There’s also a fantasy element present in Kim’s pieces. She describes how making them helps distract her from stress: a desire, or need, to escape that so many of us have felt in recent months. Via references to the otherworldly, like butterflies to hop onto the wings of or keys to unlock doors to another universe, Kim makes jewellery that helps transport their wearer to ‘a different place’. She’s not the only one. The cyberpunk genre is based on an alternate reality, almost-but-not-quite our own, and sits hand-in-hand with other retrofuturist and fantasy aesthetics like steampunk.
It’s no coincidence that we’re seeing the historical and fantastical (pirates and regencycore, fairies and witches) crop up in more ways than one. Take the upcycled regency-style corsets from ELLIE MISNER and slow-fashion fairy-wear from RHEABFUNKY. These are two other young British designers who have seen their sustainable businesses take off during lockdown, and it’s easy to see why. The sense of escapism their clothes provide is everything we need right now. If you can’t leave your house, why not let your clothes transport you to another world?
But back down to earth for a moment. We couldn’t document the resurgence of the cyberpunk aesthetic without giving the Y2K renaissance its credit. Remember TLC’s 1999 video for No Scrubs? Destiny’s Child x Charlie’s Angels? Even good old Kylie Minogue? They all took cyberpunk style for a spin back in the early 00s, helping solidify the trends we’re seeing today. Chelsea, who hand-makes ‘Slow Fashion for the Bad Bs’ under her brand Sio, describes how noughties pop culture icons like these have been the main source of inspiration behind her neon-splashed corsets and rave-worthy patchworked pieces. Chelsea’s work and the broader noughties bug speaks to a nostalgia for the clothes we grew up watching, at a time when we ourselves were coming of age. But maybe it goes beyond that, too. Perhaps it is a nostalgia for those clothes at a very specific time, a time when we feel like we’re on the brink of something new. Back in the year 2000, the millennium saw ‘hopeful plans for the future and technological paranoia’ collide into a collective hysteria, with forward-looking clothes to match. Fast-forward 20 years and 2021 feels similar: the optimism of seeing the status quo challenged, combined with a communal anxiety at the pace of change. Y2K clothes reflected that mood, and our clothes today seem to regurgitate it.

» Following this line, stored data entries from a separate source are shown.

PR #4948, opened 2025-02-27
feat(frontend): shows usd values on send review

BonomoAlessandro:
# Motivation

On the review page of the send process, the USD values corresponding to the amount and balance should also be displayed.

# Changes

- displays USD values

# Tests

**before:**
image

**after:**
image


src/frontend/src/lib/components/exchange/ExchangeAmountDisplay.svelte
```diff
@@ -32,14 +32,16 @@
...
-		<div class="text-tertiary">
-			{#if usdAmount < EXCHANGE_USD_AMOUNT_THRESHOLD}
-				{`( < ${formatUSD({
-					value: EXCHANGE_USD_AMOUNT_THRESHOLD
-				})} )`}
-			{:else}
-				{`( ${formatUSD({ value: usdAmount })} )`}
-			{/if}
-		</div>
+		{#if nonNullish(exchangeRate)}
```
AntonioVentilii, line 35: should you maybe define `let usdAmount: number | undefined;` and use `{#if nonNullish(usdAmount)}` ?

Because I see that the `nullish` check for `usdAmount` are a bit more. Plus do we want to show zero if there is an exchange rate but no amount?

AntonioVentilii (approved):
LGTM tks! One small observation

src/frontend/src/lib/components/exchange/ExchangeAmountDisplay.svelte
BonomoAlessandro: @AntonioVentilii You are right, i just changed it

PR #4950, opened 2025-02-27
refactor(frontend): rename Ethereum Transaction UI type

AntonioVentilii:
# Motivation

We are trying to standardize the UI transactions that we have. In order to do so, one of rhte first step is to have the same props, at least by name. The interface `EthTransactionUi` had a prop `uiType` that should in fact be simply `type`.

# Changes

- Adjust interface `EthTransactionUi` to ignore `Transaction.type`, remove `uiType`, and use `type` prop directly.
- Adapt the usages.

# Tests

Adapt existing tests.


DenysKarmazynDFINITY (approved):
👍

PR #4951, opened 2025-02-27
feat(frontend): calculate ATA address only if not provided in destination input

AntonioVentilii:
# Motivation

It may happen that the user provides an destination address that is already an ATA address and not the owner one. In that case, we should check and using directly the destination input.

# Changes

- Create method to fetch account owner via Solana RPC.
- Create util to check if a Solana address is an ATA address: we basically check if it has an owner.
- Use the util when creating an SPL transaction message.

# Tests

I adjusted the tests to be more comprehensive of all the cases and to check more calls of functions.


DenysKarmazynDFINITY (approved):
👍

PR #4952, opened 2025-02-27
fix(frontend): use Token owner address to fetch SPL balances

AntonioVentilii:
# Motivation

We should start to fetch the SPL token balances using the program address ID too.

# Changes

- Included `tokenOwnerAddress` as params for `loadSplTokenBalance`.
- Adapt the usage.

# Tests

Current tests are adpated.


DenysKarmazynDFINITY (approved):
LGTM, thanks

PR #4956, opened 2025-02-27
fix(frontend): Close menu popover when navigating to external links

daviddecentage:
# Motivation

When clicking on Documentation, Support, Sourcecode or Changelog links in the menu to the top right, the popover stays open. This feels weird when closing the external window and going back to Oisy as the popover is still openend and the majority of the page consists of backdrop.

# Changes

Added optional onClick props with a call to hide the popover that gets passed to the external link component.

# Tests

Demo of the menu being closed after navigating away
ezgif-11df160c71f5f9


AntonioVentilii (changes requested):
Typically, we don't use `onClick` events with hyperlinks (it may cause some unexpected rush behaviour). My suggestion is to use the `onNavigate` clause directly in the `Menu` component, or something similar

`onNavigate(hidePopover)`

I remember in the past we had a similar issue/task.

daviddecentage:
> Typically, we don't use `onClick` events with hyperlinks (it may cause some unexpected rush behaviour). My suggestion is to use the `onNavigate` clause directly in the `Menu` component, or something similar
> 
> `onNavigate(hidePopover)`
> 
> I remember in the past we had a similar issue/task.

Yeah not too happy with this solution either. However, onNavigate won't work:

```
**onNavigate**
A lifecycle function that runs the supplied callback immediately before we navigate to a new URL **except during full-page navigations**.
```
To confirm I tested it doesnt get called. Other ideas?

AntonioVentilii:
What if we put the on:click in the <Popover> ?

`<Popover bind:visible anchor={button} direction="rtl"  on:click={hidePopover}>`

What are the cases where this is an issue? Or the cases where it does not work properly? For example, it is ok that it closes every time that the user clicks anywhere in it? I tested for a case where the menu has a scroll bar and it does not seems to trigger this edge case, luckily, but there could be more cases

daviddecentage:
> What if we put the on:click in the ?
> 
> `<Popover bind:visible anchor={button} direction="rtl" on:click={hidePopover}>`
> 
> What are the cases where this is an issue? Or the cases where it does not work properly? For example, it is ok that it closes every time that the user clicks anywhere in it? I tested for a case where the menu has a scroll bar and it does not seems to trigger this edge case, luckily, but there could be more cases

Doesnt close for copying wallet addresses either, but I guess we should be careful with that.

Couldnt find any case where it shouldnt close... For now I implemented it as suggested by you

AntonioVentilii (approved):

PR #4963, opened 2025-02-27
feat(frontend): remove unnecessary token owner address in function

AntonioVentilii:
# Motivation

When I was adding the token owner address to the services, I overshoot: there is no need to pass it in `loadSplTokenBalance`.


DenysKarmazynDFINITY (approved):
LGTM, thanks

PR #4965, opened 2025-02-28
feat(frontend): enables send form usd value

BonomoAlessandro:
# Motivation

It should be possible to choose between token amount and USD amount while entering the balance to send.

# Tests

https://github.com/user-attachments/assets/49ee83e3-62a0-4be1-8d2d-645208093e14


src/frontend/src/lib/components/tokens/TokenInputAmountExchange.svelte
```diff
@@ -39,7 +39,7 @@
 		<button
 			class:hover:cursor-default={disabled}
 			{disabled}
-			on:click={handleUnitSwitch}
+			on:click|preventDefault={handleUnitSwitch}
```
AntonioVentilii, line 42: is this one needed?

BonomoAlessandro: @AntonioVentilii Yes, otherwise if the form is filled out and you press the `swap currency` button you will get directed to the review page.

PR #4969, opened 2025-02-28
feat(frontend): add assertion of destination ATA address equal to calculated one

AntonioVentilii:
# Motivation

To add an additional layer of security, we make sure that the destination ATA address (if provided) is the same as the calculated one. This should help avoid any possible injection of destination address.

# Changes

- We already have the two values required.
- Add assertion between destination ATA and the calculated one.

# Tests

Included tests.


DenysKarmazynDFINITY (approved):
LGTM, thanks

PR #4971, opened 2025-02-28
feat(backend): add Antonio's principal to the allowed callers

AntonioVentilii:
# !!! IMPORTANT !!!

This change allows a specific user (in this case @AntonioVentilii ) to access some data and endpoint of the OISY backend. Specifically all the endpoints with guard `caller_is_allowed`, and among them the `update` endpoints are:
- `bulk_up`
- `migrate_user_data_to`
- `migration_stop_timer`
- `set_guards`
- `step_migration`
- `top_up_cycles_ledger`

# Motivation

As recent requirement, we would like to quickly check the user statistics of OISY, such as endpoint `stats`. The quickest way is to allow some user. In this case, we will allow me.

# Suggestion

We should have a different list of allowed users (or a different guard) for the less sensitive endpoints, that are useful to the OISY devs team.

### DIFF
--- a/scripts/build.backend.args.ic.did
+++ b/scripts/build.backend.args.ic.did
@@ -1,7 +1,7 @@
 (variant {
     Init = record {
          ecdsa_key_name = "key_1";
-         allowed_callers = vec{ principal "nynz6-haaaa-aaaan-qzqda-cai" };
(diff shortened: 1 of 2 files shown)


BonomoAlessandro (approved):
LGTM

lmuntaner (approved):
LGTM. This could be removed after the information has been retrieved.

It's probably more a privacy issue than a security issue.

StefanBerger-DFINITY:
Also approved by Product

Like many of these other new brands, the pieces Chelsea is designsing channels all the rave, fantasy and futurism of the cyberpunk spirit, both original and noughties. Except this time it’s different again. These clothes are reimagined for a new generation. They’re being made by the hands of young people, and in a way that doesn’t destroy our planet further. As these businesses continue to flourish, and summer comes around, here’s a bet that we’ll be seeing flocks of young people decked out in these independent brands, wearing outfits that reflect all the madness of this strange time we’re living through. Maybe it is then we’ll see these clothes for what they really are: clothes for a revolution.